Work required:
Please restate, exactly as written, the lines running from the beginning of the material through the line that has "### LINKED ISSUE #11358: Windows" in it.

The records:

Content starts

PR #87, opened 2021-03-23
Binaries for 0.8.3.

chriseth:


bin/list.json
```diff
@@ -6,215 +6,215 @@
       "build": "commit.6ff4cd6",
       "longVersion": "0.1.1+commit.6ff4cd6",
       "keccak256": "0xd8b8c64f4e9de41e6604e6ac30274eff5b80f831f8534f0ad85ec0aff466bb25",
-      "sha256": "0xfc54135edfe07d835216f87fa6c3b9049e1415c2825027b926daad018e09269f",
       "urls": [
         "bzzr://8f3c028825a1b72645f46920b67dca9432a87fc37a8940a2b2ce1dd6ddc2e29b",
         "dweb:/ipfs/QmPPGxsMtQSEUt9hn9VAtrtBTa1u9S5KF1myw78epNNFkx"
-      ]
+      ],
+      "sha256": "0xfc54135edfe07d835216f87fa6c3b9049e1415c2825027b926daad018e09269f"
```
cameel: Why isn't it sorting the keys alphabetically?

chriseth: I don't know. It also always re-computes the hashes for me. Maybe an older npm version?

chriseth: Acutally it never has, has it? `keccak256` should be before `longVersion`.

chriseth: let me look into at leat getting a minimal diff.

PR #88, opened 2021-03-23
Fix taking sha256 from previous list.

chriseth:


update
```diff
@@ -129,6 +129,7 @@ async function makeEntry (dir, parsedFileName, oldList) {
         throw Error("Found multiple list.json entries for binary '" + pathRelativeToRoot + "'")
       } else if (entries.length === 1) {
         build.keccak256 = entries[0].keccak256
+        build.sha256 = entries[0].sha256
```
chriseth, line 132: It is actually not sorted alphabetically, but sorted by order of assignment...

cameel: ok. well, as long as it's deterministic, it's fine I guess.

cameel (approved):

PR #92, opened 2021-05-10
Replace the bad Windows binary for 0.8.2 with one from github release page

### LINKED ISSUE #11358: Windows build of 0.8.2 seems to lack 0.8.2 features
I reported this in the chat but I want to leave it here because there may be something wrong in the build pipeline or release process that should probably be looked into.

The Windows build for 0.8.2 doesn't seem to support `@custom` NatSpec tags. Later builds (0.8.3, 0.8.4) do not have this problem.

Reproduction: https://github.com/frangio/solidity-0.8.2-windows

cameel:
Depends on #91.
Fixes  https://github.com/ethereum/solidity/issues/11358.

I have also compared all binaries between 0.8.0 and 0.8.4 with the ones on the github release page and this is the only one that differed.

### DIFF
--- a/windows-amd64/list.json
+++ b/windows-amd64/list.json
@@ -773,11 +773,11 @@
       "version": "0.8.2",
       "build": "commit.661d1103",
       "longVersion": "0.8.2+commit.661d1103",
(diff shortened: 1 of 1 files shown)


axic:
Did we end up releasing the blog post about these?

PR #97, opened 2021-09-06
[s3-mirror] Invalidate cached lists and some symlinks after sync

### LINKED ISSUE #11572: Too aggressive caching for `soljson-latest.js` in solc-bin
This came up in https://github.com/juanfranblanco/vscode-solidity/issues/256#issuecomment-866259220.

Some people are getting a stale version of `soljson-latest.js` from https://binaries.soliditylang.org. It's 0.8.5 rather than 0.8.6.

The file is served from an S3 bucket with a Cloudfront CDN in front of it (the config is described in https://github.com/ethereum/solc-bin/pull/47#issuecomment-666447083). Binaries are cached because they are supposed to never change but file lists (i.e. any file matching `*/.list.*`) are exempt from caching.

We should probably exempt `soljson-latest.js` and other files that may change content as well. The problem is that these files do get a lot of traffic. For example `bin/soljson-latest.js` got over 200k requests in the last month (98.93% out of which came from cache;  only 1350 were misses). In total 5 TB of traffic for this file alone, all but 30 GB coming from cache. This is the top downloaded file (though a few others are close). So before doing that we need to check how much it will affect the cost. I think the impact might not be that big, since serving from an S3 bucket should be relatively cheap anyway but it's better to check. If the impact turns out to be too big, we might consider invalidating cache for specific files after every update, in the Github Action responsible for mirroring solc-bin instead of disabling cache for all accesses to the file.

cameel:
Fixes https://github.com/ethereum/solidity/issues/11572
This is also the second part of the fix for https://github.com/ethereum/devops/issues/789

The first part was to re-enable caching for list files. This should improve transfer speeds because people will be getting them from CloudFront cache rather than from our regional S3 bucket.

The downside is that changes to them might not be visible for up to 24h after we sync. The second part of the fix helps with that - we issue a cache invalidation command immediately after the sync.

### DIFF
--- a/sync-s3.sh
+++ b/sync-s3.sh
@@ -27,7 +27,8 @@ set -eo pipefail
 die() { >&2 echo "ERROR: $@" && false; }
 
 s3_bucket="$1"
-(( $# == 1 )) || die "Expected exactly 1 parameter."
+cloudfront_distribution_id="$2"
+(( $# == 2 )) || die "Expected exactly 2 parameters."
 
 [[ $(git rev-parse --is-shallow-repository) == false ]] || die "This script requires access to full git history to be able to set file timestamps correctly."
 
@@ -59,3 +60,17 @@ aws s3 sync . "s3://${s3_bucket}" --delete --follow-symlinks --no-progress --exc
 
 echo "===> Syncing file lists with the S3 bucket"
 aws s3 sync . "s3://${s3_bucket}" --delete --follow-symlinks --no-progress --exclude "*" --include "*/list.*"
+
+echo "===> Invalidating CloudFront cache"
+# Invalidate only the files that might change in-place when new binaries are added.
+# NOTE: Invalidation paths allow wildcards only as the last character. When used at
+# any other position, AWS will not report an error but will also not invalidate it.
+# NOTE: The code below assumes that paths do not contain whitespace.
+aws cloudfront create-invalidation \
+    --distribution-id "$cloudfront_distribution_id" \
+    --paths \
+        /bin/soljson-nightly.js \
+        /soljson.js \
+        $(find . -wholename '*/list.*' | cut --characters 2-) \
+        $(find . -wholename '*/*-latest' | cut --characters 2-) \
+        $(find . -wholename '*/*-latest.*' | cut --characters 2-)
--- a/sync-s3.sh
+++ b/sync-s3.sh
@@ -44,8 +44,8 @@ done
 echo "===> Removing files that should not be uploaded to S3"
 # NOTE: This ensures that they will be deleted from the bucket if they're already there.
 # If we used `aws s3 sync --delete --exclude` instead, they would not get deleted.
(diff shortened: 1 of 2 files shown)


cameel:
CI is failing here because of the recent changes in solc-js. Fix: https://github.com/ethereum/solidity/pull/11904.

cameel:
Looks like for some reason these wildcards do not invalidate `bin/list.json` (and maybe other files but for this one I have tested it). Only direct invalidation of `/bin/list.json` does it. I need to investigate so switching to draft.

cameel:
ok, here's my answer:

[Invalidation paths](https://docs.aws.amazon.com/AmazonCloudFront/latest/DeveloperGuide/Invalidation.html#invalidation-specifying-objects-paths)
> You can also invalidate multiple files simultaneously by using the `*` wildcard. The `*`, which replaces 0 or more characters, must be the last character in the invalidation path.

So my patterns are wrong after all. I thought they were valid because AWS does not report an error here while it does when I, for example, use wildcards wrong in CORS config in S3 or if I don't use a leading `/` in an invalidation path.

sync-s3.sh
```diff
@@ -59,3 +59,17 @@ aws s3 sync . "s3://${s3_bucket}" --delete --follow-symlinks --no-progress --exc
...
 echo "===> Syncing file lists with the S3 bucket"
 aws s3 sync . "s3://${s3_bucket}" --delete --follow-symlinks --no-progress --exclude "*" --include "*/list.*"
+
+echo "===> Invalidating CloudFront cache"
+# Invalidate only the files that might change in-place when new binaries are added.
+# NOTE: Invalidation paths allow wildcards only as the last character. When used at
+# any other position, AWS will not report an error but will also not invalidate it.
+# NOTE: The code below assumes that paths do not contain whitespace.
+aws cloudfront create-invalidation \
+    --distribution-id E1O6GT57WUFUHD \
```
chriseth: Where does the ID come from? Is it used multiple times (in other files)?

chriseth (approved):

sync-s3.sh
cameel: It's the ID CloudFront uses to identify the "distribution", i.e. the project you create there to cache and serve stuff from the S3 bucket. We have only one distribution and it's permanent so this should not change unless we scrap it all and configure CloudFront from scratch.

It's not a secret key of any kind if that's what you're worried about. Secrets are in https://github.com/ethereum/solc-bin/blob/6b4ae0223301ecba154b963e0c318308f52a9cee/.github/workflows/s3-mirror.yml#L37-L41 and they come from repo config.

This script is the only place we're using it currently. But you have a point, I see that I did not even hard-code the bucket IDs so having this ID here is a bit out of place. I'll move it to `s3-mirror.yml`.

cameel: Done.

chriseth (approved):

PR #99, opened 2021-09-29
Solidity 0.8.9

hrkrshnn:


chriseth (approved):

chriseth (approved):

hrkrshnn:
Seems that the hashes aren't correct. Weird https://app.circleci.com/pipelines/github/ethereum/solc-bin/844/workflows/f39d6613-26cd-4bc5-b862-ae47596f5be1/jobs/857

hrkrshnn:
I'll try to run `./update` and see if the hashes change. I think the issue was that the second `./update --reuse-hashes` after copying the right `soljson` is wrong, because it shouldn't reuse hashes :(

Edit: done.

Content ends

Answer for the task:
PR #87, opened 2021-03-23
Binaries for 0.8.3.

chriseth:


bin/list.json
```diff
@@ -6,215 +6,215 @@
       "build": "commit.6ff4cd6",
       "longVersion": "0.1.1+commit.6ff4cd6",
       "keccak256": "0xd8b8c64f4e9de41e6604e6ac30274eff5b80f831f8534f0ad85ec0aff466bb25",
-      "sha256": "0xfc54135edfe07d835216f87fa6c3b9049e1415c2825027b926daad018e09269f",
       "urls": [
         "bzzr://8f3c028825a1b72645f46920b67dca9432a87fc37a8940a2b2ce1dd6ddc2e29b",
         "dweb:/ipfs/QmPPGxsMtQSEUt9hn9VAtrtBTa1u9S5KF1myw78epNNFkx"
-      ]
+      ],
+      "sha256": "0xfc54135edfe07d835216f87fa6c3b9049e1415c2825027b926daad018e09269f"
```
cameel: Why isn't it sorting the keys alphabetically?

chriseth: I don't know. It also always re-computes the hashes for me. Maybe an older npm version?

chriseth: Acutally it never has, has it? `keccak256` should be before `longVersion`.

chriseth: let me look into at leat getting a minimal diff.

PR #88, opened 2021-03-23
Fix taking sha256 from previous list.

chriseth:


update
```diff
@@ -129,6 +129,7 @@ async function makeEntry (dir, parsedFileName, oldList) {
         throw Error("Found multiple list.json entries for binary '" + pathRelativeToRoot + "'")
       } else if (entries.length === 1) {
         build.keccak256 = entries[0].keccak256
+        build.sha256 = entries[0].sha256
```
chriseth, line 132: It is actually not sorted alphabetically, but sorted by order of assignment...

cameel: ok. well, as long as it's deterministic, it's fine I guess.

cameel (approved):

PR #92, opened 2021-05-10
Replace the bad Windows binary for 0.8.2 with one from github release page

### LINKED ISSUE #11358: Windows build of 0.8.2 seems to lack 0.8.2 features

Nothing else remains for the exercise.